Here Wilson orchestrated another cunningly effective campaign to soften these challenges to Avrakotos’s Afghan program. Early on he decided that most of the activists involved in lobbying for the Afghans were highly peculiar and excessive in their criticism, not only of the CIA and the U.S. government but of the other groups that were involved in the same cause. Indeed, he would soon come to view them as very much like their Afghan clients—ostensibly sharing the same broad cause but caught up in internecine warfare.

Many were even more extreme in their zealousness than Eiva and Free the Eagle. There was the Washington-based Committee for a Free Afghanistan, originally led by an intimidating former army officer, Karen McKay, who had once undergone limited jump-school training and would sometimes appear at conservative gatherings in uniform, wearing a green beret. Two other equally formidable women worked out of a respected New York foundation, Freedom House: Rosanne Klass and Ludmilla Thorne. Wilson’s political antenna told him right away that it would be highly dangerous to cross any of these zealots. For one thing, they all seemed to hate each other. The Committee for a Free Afghanistan, for example, refused to let Eiva into any of its meetings, and Eiva reciprocated by accusing the committee of being a CIA front.

Wilson made it a point to see them all whenever they called, to offer encouragement but diplomatically avoid signing on publicly with any of them.
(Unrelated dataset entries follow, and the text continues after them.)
PR #2241, opened 2019-07-01
silence cython language level warnings

ferrouswheel:
Silences this FutureWarning from cython:

`/home/joel/.virtualenvs/opencog/lib/python3.6/site-packages/Cython/Compiler/Main.py:367: FutureWarning: Cython directive 'language_level' not set, using 2 for now (Py2). This will change in a later release!`

### DIFF
--- a/opencog/cython/opencog/CMakeLists.txt
+++ b/opencog/cython/opencog/CMakeLists.txt
@@ -18,7 +18,7 @@ INCLUDE_DIRECTORIES(
 	${CMAKE_CURRENT_BINARY_DIR}
 )
 
-SET(CYTHON_FLAGS "-f")
+SET(CYTHON_FLAGS "-2" "-f")
 
 # Use this as a guide:
 # https://github.com/OpenKinect/libfreenect/blob/master/wrappers/python/CMakeLists.txt


linas:
MinerUTest failed; I assume this is sporadic; I just it the "retest" button.

linas:
MinerUTest failed a second time, seg fault. third time's a charm?

linas:
MinerUTest failed a third time in a row ... segfaulting. I don't understand why. It doesn't use python ... it passes on my machine ... it passes in other runs, that come before the pull req  .. so what is the root cause of the crash?  Screwed up shlib linkage?

In the past, I've built gdb wrappers for the unit tests, so that gdb would print a stack trace (in circleci) when a unit test failed. I don't recall how, off the top of my head.

@ngeiswei any reason why MinerUTest might fail, desipte a seemingly harmless python tweak?

ngeiswei:
@linas @ferrouswheel you probably just need to rebase the branch to have `MinerUTest` pass.

ferrouswheel:
@ngeiswei @linas I rebased, MinerUTest still times out and the time out is now on master since #2244

ngeiswei:
Sorry about that @ferrouswheel, rebase once again should fix the problem.

PR #2246, opened 2019-07-03
 Create a generic value increment function 

linas:
Inspired by discussion at singnet/language-learning#217
```
 cog-inc-value! ATOM KEY CNT REF -- Increment value on ATOM by CNT.
  The REF location of the FloatValue at KEY is incremented by CNT.
  CNT may be any floating-point number (positive or negative).
  The rest of the FloatValue vector is left untouched.
```


glicerico:
Nice!

PR #2247, opened 2019-07-04
Minor indentation fix

ngeiswei:


ngeiswei:
I'm perplex, all unit tests pass on circle-ci, yet some, like `PLNRulesUTest` use `cog-bind-af` which is not defined anywhere (which fails locally BTW).

ngeiswei:
Actually, it is defined in https://github.com/opencog/opencog/blob/ef3b780f12c5ed3fffbaa09047bcf19c3ca2d8ea/opencog/attentionbank/bank/AttentionSCM.cc#L88

So, somehow this doesn't seem to get installed on my system.

linas:
I think this is a side-effect of Joel Pitt's recent recent search-path reogranization, which needs a new cogutils and a new atomspace.  I'm double-checking now.

ngeiswei:
All unit tests now pass on my system, maybe because I restarted my machine (for lack of other explanation).

linas:
!? Tests pass on my system. atomspace circleci passes, (which runs both atomspace & opencog tests), passes  but opencog circleci fails. How can opencog circleci fail, when the atomspace ci is running the same tests and passing!?   I dunno. Some kind of version skew, I bet it will clear tomorrow.

ngeiswei:
Maybe the Ghost utests randomly fail.

PR #2248, opened 2019-07-04
Propely handle variable scheme in ExecutionOutput

stellarspot:
The following BindLink does not work if ExecutionOutputLink uses variable for schema.
For example:
```
(use-modules
 (opencog)
 (opencog exec))

(Define
 (DefinedSchema "mul")
 (Lambda
  (VariableList
   (Variable "x")
   (Variable "y"))
  (Times
   (Variable "x")
   (Variable "y"))))

(Define
 (DefinedSchema "sum")
 (Lambda
  (VariableList
   (Variable "x")
   (Variable "y"))
  (Plus
   (Variable "x")
   (Variable "y"))))

(Inheritance
 (DefinedSchema "mul")
 (Concept "current-schema"))

(define call-curent-schema
 (Bind
  (TypedVariable (Variable "$SCHEMA") (Type "DefinedSchemaNode"))
  (Inheritance
   (Variable "$SCHEMA")
   (Concept "current-schema"))
  (ExecutionOutput
   (Variable "$SCHEMA")
   (List
    (Number "6")
    (Number "7"))))
)

(display
 (cog-execute! call-curent-schema))
```
The expected result is: `(SetLink  (NumberNode "42.000000"))` - "mul" DefinedSchema is found.
The current result is `Segmentation fault (core dumped)`.

The fix calls `beta_reduce(...)` for ExecutionOutputLink schema in `Instantiator::reduce_exout(...)` method.

### DIFF
--- a/opencog/atoms/execution/Instantiator.cc
+++ b/opencog/atoms/execution/Instantiator.cc
@@ -116,6 +116,9 @@ Handle Instantiator::reduce_exout(const Handle& expr, bool silent)
 	Handle sn(eolp->get_schema());
 	Handle args(eolp->get_args());
 
+        if (not _vmap->empty())
+		sn = beta_reduce(sn, *_vmap);
+
 	// If its a DSN, obtain the correct body for it.
 	if (DEFINED_SCHEMA_NODE == sn->get_type())
 		sn = DefineLink::get_definition(sn);
--- a/tests/query/ExecutionOutputUTest.cxxtest
+++ b/tests/query/ExecutionOutputUTest.cxxtest
@@ -70,6 +70,7 @@ public:
 	void test_recursion(void);
 	void test_lambda(void);
 	void test_implication_scope(void);
+	void test_variable_schema(void);
 };
 
 #define an as.add_node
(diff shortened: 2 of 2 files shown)


linas:
Looks reasonable to me. 

By the way, instead of writing
```
(Inheritance
 (DefinedSchema "mul")
 (Concept "current-schema"))
```
you can also use
```
(State (Concept "current-schema") (DefinedSchema "mul"))
```
The nice thing about `StateLink` is that it guarantees that there is one and only one state, ever, globally, free of race conditions.  That is, it's thread safe, so even if one thread is constantly changing it, all other threads will see only one copy, no matter what.

linas:
And instead of writing `(Concept "current-schema")`  you can write `(Anchor "current-schema")`  The `AnchorNode` does NOTHING at all special, its completely plain. However, it does let the human reading the code to know that "this is a special place where things are put".

Once upon a time, long long ago, there was an idea that `AnchorNode` would also be a thread-safe pick-up/drop-off point, so that anyone (multiple threads) could attach things to it (with an `InheritanceLink`, for example) but one and only one thread could pick something up (by deleting the `InheritanceLink`). That is `AnchorNode` would be a kind-of thread-safe queue.  It never happened.  A newer idea is to have a publish-subscribe system, instead.

PR #2254, opened 2019-07-08
Fix execution include files destination

ngeiswei:
And add LibraryManager as the URE relies on it for creating ASCII representations of inference trees.

### DIFF
--- a/opencog/atoms/execution/CMakeLists.txt
+++ b/opencog/atoms/execution/CMakeLists.txt
@@ -56,5 +56,6 @@ ENDIF (HAVE_GUILE)
 # are fixed, first.
 INSTALL (FILES
 	MapLink.h
-	DESTINATION "include/opencog/atoms/core"
+	LibraryManager.h
+	DESTINATION "include/opencog/atoms/execution"
 )


opencog/atoms/execution/CMakeLists.txt
```diff
@@ -56,5 +56,6 @@ ENDIF (HAVE_GUILE)
 # are fixed, first.
 INSTALL (FILES
 	MapLink.h
-	DESTINATION "include/opencog/atoms/core"
+	LibraryManager.h
```
linas: I think I had previously removed `LibraryManager.h` from the install list, because it had struck me as a horrid, badly-designed API and I did not want to encourage it's use. Do you actually need it for something?

ngeiswei: The URE needs it to extract the formula name of a rule https://github.com/opencog/atomspace/blob/4abc384dd366fd36288da6ff84d28f59c1426da6/opencog/ure/backwardchainer/BIT.cc#L707

It's not crucial but it's convenient for pretty printing inference trees.

ngeiswei:
I'm merging because we don't have anything to replace it as of today.

linas:
> I'm merging because we don't have anything to replace it as of today.

OK. If you're feeling creative, see if you can create better, more descriptive names for the functions. (Yes naming is hard. That's why it's important.)

ngeiswei:
OK, yeah I always found that function name pretty lame (I came up with it :-/). I'll fix it in a subsequent PR.

linas:
Oh, sorry, I guess I was critiquing your code. I did not realize that. I thought this was written by .. someone else.

ngeiswei:
Critiques are welcome. Except I don't know how to make that function name better without elongating it, like `parse_language_library_function` or something, which might still be better though.

linas:
its' not urgent.

ngeiswei:
`parse_schema` or `parse_schema_name` would be adequate though.

PR #2256, opened 2019-07-08
Move the URE to its own repository

ngeiswei:
This is the first step of what was suggested over half a year ago https://github.com/opencog/opencog/issues/3391

What prompts me to do it now is because I believe it will make the opencog vs singnet situation easier to manage, letting aside the fact that it's the right thing to do from an engineering standpoint of course.

I should note that, beside the opencog repo, that directly links to the C++ URE API for testing, which could be avoid BTW, it is a mere convenience, this change should make no difference to the regular user since the URE is typically accessed via its Scheme or Python interface, the user just needs to build and install the URE, that's all.

The new URE repo is ready

https://github.com/opencog/ure

The sister PR for the opencog repo is ready

https://github.com/opencog/opencog/pull/3567

All I need is your green light. :-)

P.S: for those curious, I followed the following tutorial to make the split https://confluence.atlassian.com/bitbucket/split-a-repository-in-two-313464964.html


ngeiswei:
Obviously let me know if you find anything else that needs to be updated, I'm happy to do it. For instance if `ocpkg` is used by anyone I will update it, etc.

ngeiswei:
Four utests, all related to persistent storage are failing
```
The following tests FAILED:
	 49 - ValueSaveUTest (SEGFAULT)
	 50 - PersistUTest (Failed)
	 51 - DeleteUTest (Failed)
	 52 - MultiPersistUTest (Failed)
```

The cause of failure seems to be associated with these errors
```
In DeleteUTest::test_pq_recurse:
/ws/atomspace/tests/persist/sql/multi-driver/DeleteUTest.cxxtest:119: Error: Test failed: Failed to execute SQL command!
PQresult message: ERROR:  relation "uuid_pool" does not exist
LINE 1: SELECT increment_by FROM uuid_pool;
```

I have no idea why.

linas:
> what was suggested #3391

Well, the atomspace repo and URE weren't listed, because they were not a source of problems. It's the other stuff that was always half-broken, that I kept having to maintain, because no one else maintained it, that made me unhappy.

But, OK, the URE and the atomspace have drifted apart, and are almost unrelated projects, so sure.

ngeiswei:
The URE is mentioned in the comments... I do intend to split the Miner and PLN from the opencog repo next.

linas:
> atlassian

I'm not convinced those instructions are correct.  Compare to https://help.github.com/en/articles/splitting-a-subfolder-out-into-a-new-repository  One reason is that the new URE repo still shows me as a major contributor, when that clearly cannot be the case -- almost all of my contributions should have been filtered out. Or so I would think .. which makes me think that the commit history was not correctly filtered.

linas:
> The following tests FAILED:

Yeah, circleCI needs to be configured to not run those tests in parallel.  In parallel, they step on each other. Or we need to change them to use four different sql db's

ngeiswei:
Yeah, I was also surprised the filtering wasn't more aggressive, will look into that...

linas:
> surprised the filtering wasn't more aggressive,

Try the github instructions, and see if it comes out different.

ngeiswei:
> Yeah, circleCI needs to be configured to not run those tests in parallel. In parallel, they step on each other. Or we need to change them to use four different sql db's

But how comes that it used to work and now it doesn't?

linas:
>> not run those tests in parallel.
> But how comes that it used to work and now it doesn't?

It's random timing. Sometimes, the earlier tests run fractions of a second longer, and so the final run-order is different. Hitting "rerun failed tests" button until they pass is my solution.

ngeiswei:
Oh, indeed, only `MultiUserUTest` fails this time, `circleci` just needs to be configured to run on one core. I'll take care of that tomorrow. I'm not merging that now anyway, I'd like to look some more into the filtering issue.

linas:
Merge whenever you are ready.

ngeiswei:
`ShellUTest` broke, I didn't know we still had this problem. Re-trying...

AmeBel:
@ngeiswei I missed a dependency when updating to ubuntu:18.04, that is why it broke. Rebuilding the image now

ngeiswei:
Cool, looks like `ShellUtest` has been fixed, however there's still a remaining error in the last step `Persisting to Workspace`

```
The specified paths did not match any files in /ws
```

AmeBel:
It seems to be a circle-ci failure

ferrouswheel:
If the ure is being split off, this is the perfect time to put it in it's own python package `ure`.

Unlike guile, python only allows one package called `opencog` and it will depend on the python path as to which package is found first.

To be consistent, I would also suggest making ure have it's own top level guile module. However I'm less familiar with guile conventions around projects sharing root module names.

linas:
ure depends on atomspace as a pre-req; its an add-on that adds extra features; its not a stand-alone. The current guile naming convention is that the atomspace module is called `(opencog)` and submodules are `(opencog sub)` and you can next them arbitrarily deep, e.g. there is `(opencog nlp chatbot)` and etc. I'm pretty sure python also allows submodules ... I'm prety sure I've used `from foo.bar import baz;` in python; I assume that meant `bar` was a submodule for `foo`.

But if we are gonna rename things, I'd like to call the atomspace `atomspace` instead of calling it `opencog`....

Or we could call it (in scheme) `(opencog atomspace)`  but that would leave module `(opencog)` effectively empty... which is kind-of weird.

ferrouswheel:
Dependencies between python packages are defined in a `setup.py` and then, once published to https://pypi.org/, can be managed by pip. If you say `pip install ure`, it will, for example, work out you also need to install atomspace.

Python allows submodules, but when looking for a package, it will search `sys.path` sequentially. The first location the package is found will be the one that is used. It won't search other packages for a specific submodule. If it's not in the first package it finds, it will say it doesn't exist.

So if ure has a `opencog` package in it's build dir, and then adds the `ure` submodule. It will never see the opencog package installed by the atomspace repo.

However, after writing the above, it confused me that the opencog repo tests somehow see the atomspaces `opencog` package. The reason that works is due to some magic [here](https://github.com/opencog/opencog/blob/master/opencog/cython/opencog/__init__.py#L2). Despite using python for over a decade I had never run into this, but it explains why things work at the moment. Feels a bit like trouble to not have clear package boundaries though.

ngeiswei:
I am not a Python user so I won't comment on that. Re. Scheme modules what @linas says seems to make sense.

ngeiswei:
I'm merging, it's pretty clear that the circleci problem is independent of that PR.

ferrouswheel:
@ngeiswei It'd probably be worth updating the OpenCog README to list the URE as an optional prerequisite.

ngeiswei:
Good idea, thanks.

Dagiopia:
@ngeiswei shouldn't the guile module be be removed from here?
https://github.com/opencog/atomspace/blob/master/opencog/scm/opencog/ure.scm

ngeiswei:
Indeed, thanks!

PR #2259, opened 2019-07-09
Remove in src config for guile extensions and win32 stanza

ferrouswheel:
make minor chances suggested by review of #2238


linas:
thanks

ngeiswei:
Does that mean we drop win32 support? I think that's perfectly acceptable. I'm asking because there's a bunch of other places with "win32 stanza" awaiting to be removed if that's the case.

ferrouswheel:
Not sure. In this case it's not really necessary since it just makes the
generated config file more readable (but makes the cmake config less
readable!)

linas:
It never worked on win32. It sometimes almost compiled. It sometimes almost ran. It was a project that was never completed. Drop it, it's pointless, now.

ngeiswei:
I don't know if people still use WIN32 for MOSES though?

linas:
How much useful machine learning can you do in less than 4GB of RAM?

linas:
I mean, Rasberry-Pi's are more powerful than any Win32 box ever was.

ferrouswheel:
WIN32 is sometimes conflated with the Windows platform generally.

https://stackoverflow.com/questions/6679396/should-i-define-both-win32-and-win64-in-64bit-build

Pretty sure my 64GB of memory windows box with 1080 ti and 12 cores can
kick the ass of even the newest rpi4. ;-)

linas:
I'm 100% sure your windows box is not running win32.

ferrouswheel:
Here's another link to explain what `WIN32` means in cmake https://cmake.org/cmake/help/v3.0/variable/WIN32.html

> True on windows systems, including win64.
> Set to true when the target system is Windows.

linas:
Holy cow, Joel, you are showing your credulity. Win32 is an ancient programming API, dating back to 1995 or so. It was absolutely horrible, it demonstrated a deep, utter incompetence of the Windows system programmers.  I wrote a website using Wn32, and it sucked.  It is the primary, direct reason I was driven into the arms of Linux.  Linux would be an unknown, forgotten bit computing history trivia, if Win32 hadn't massively boosted its popularity.   There are factual, historical reasons why things happened the way they happened,  and trying to pretend that Microsoft of that era was technically incompetent is revisionist history. Stop that.  Win32 sucked. Get over it.

ferrouswheel:
This conversation started due to a WIN32 stanza in cmake. I don't care about your opinion of the windows platform, because it has nothing to do with what the symbol `WIN32` means in cmake.

`WIN32` is true on Windows 64bit. Get over it.

This is all a complete aside to whether OpenCog should support windows. However you are the one that started talking about 4GB memory limits and 32-bit windows out of the blue. I was just pointing out that's irrelevent due to what the `WIN32` define actually means.

linas:
It's not my opinion; it is a factual statement. You are too young to have experienced what Win32 was like. Cuppa-coffee ever ten minutes while you waited for your system to reboot. You can use google and read about it and educate yourself. Otherwise, this is a childish convrsation.

At any rate, Win32 defines an API that can access no more than 4GBytes of RAM -- that's what the 32 stands for -- a 32-bit address space, with 32-bit pointers. Given the fact that it's old, its broken, and its inapplicable to modern operating systems, even Windows operating systems, it strikes me as utterly pointless to carry around this zombie.  Let it rest in peace.

ngeiswei:
It had beautiful blue screens thought.

PR #2261, opened 2019-07-10
Replace opencog job circleci config by opencog repo's

ngeiswei:


ngeiswei:
Please don't merge yet, just trying to understand why opencog circleci fails.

He played his role masterfully here. By now he was for all practical purposes a critical player in the very center of the CIA’s Afghan operation, though he managed to make the entire range of ardent critics believe he was with them in their bitter attacks on the Agency. In the councils of his Appropriations subcommittees and in conferences with the Senate, however, he had already assumed the role of Langley’s advocate, able to make the case for the way the Afghan operation was being run. It may be that Wilson was better informed at that time than anyone in the Agency except a few members of Avrakotos’s inner circle.

He could tell his colleagues that he had been to Cairo, had seen the weapons being bought, had been to Pakistan and the mujahideen camps, and could state from firsthand experience how effective the program was becoming. He was already playing the part that the CIA’s number two man, John McMahon, would later call that of the Agency’s “case officer on the Hill.”
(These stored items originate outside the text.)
PR #2262, opened 2019-07-10
Experiments with multi-threading in the matrix code.

linas:
This pull-req adds some scaffolding for multi-threaded operation in the matrix code.

guile-2.9.2 code gives perfect linear (24x speedup on 24 cores) when running the pattern matcher in parallel.  However, it gives no speedup at all, when running the matrix code multi-threaded. I don't know why. It's a bug.

### DIFF
--- a/opencog/matrix/bin-count.scm
+++ b/opencog/matrix/bin-count.scm
@@ -1,8 +1,8 @@
 ;
 ; bin-count.scm
 ;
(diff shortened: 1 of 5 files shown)


linas:
opencog unit tests are passing, but circle-CI is failing with `The specified paths did not match any files in /ws` after the unit tests complete. Merging.

PR #2272, opened 2019-07-16
Place build paths before the install path in Python sys.path

ferrouswheel:
This will likely be causing people confusion and weird failures while testing.

The way it worked before this PR, is it used installed modules for testing in preference to the build dir. This is clearly wrong.


ferrouswheel:
Actually this needs to be changed to iterate through the list in reverse (or increment the insert position).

There was an element of duplicity in Wilson’s dealings here. In truth, it suited him just fine to have these crazies moving menacingly around the fringes hurling virtual bombs and attacking bureaucrats. For example, Charlie would always defend John McMahon in public, but he recognized that the deputy director was in fact a conservative force at the Agency and that other CIA officials were even more dubious about escalating. It didn’t hurt to have the bureaucrats feel the pressure. On occasion, when he sensed resistance at State or the Agency, he would deliberately stir Eiva up.

Perhaps Wilson’s most masterful maneuver on behalf of the CIA effort came in his dealings with Senator Humphrey. Here Charlie chose to have his role inside the Agency remain invisible and to allow Humphrey to assume the public spotlight as the Afghans’ key congressional champion. Humphrey was so extreme when it came to Afghanistan that he would camp outside a fellow senator’s office, if necessary, to corner him for a commitment on a vote. He didn’t sit on Appropriations or Intelligence. He couldn’t initiate funding increases the way Wilson could. But as an enforcer of senatorial discipline on behalf of the mujahideen, he managed to make his fellow senators feel that they would have a political enemy for life if they stood in his way, and few cared enough about the issue to choose to alienate such a man.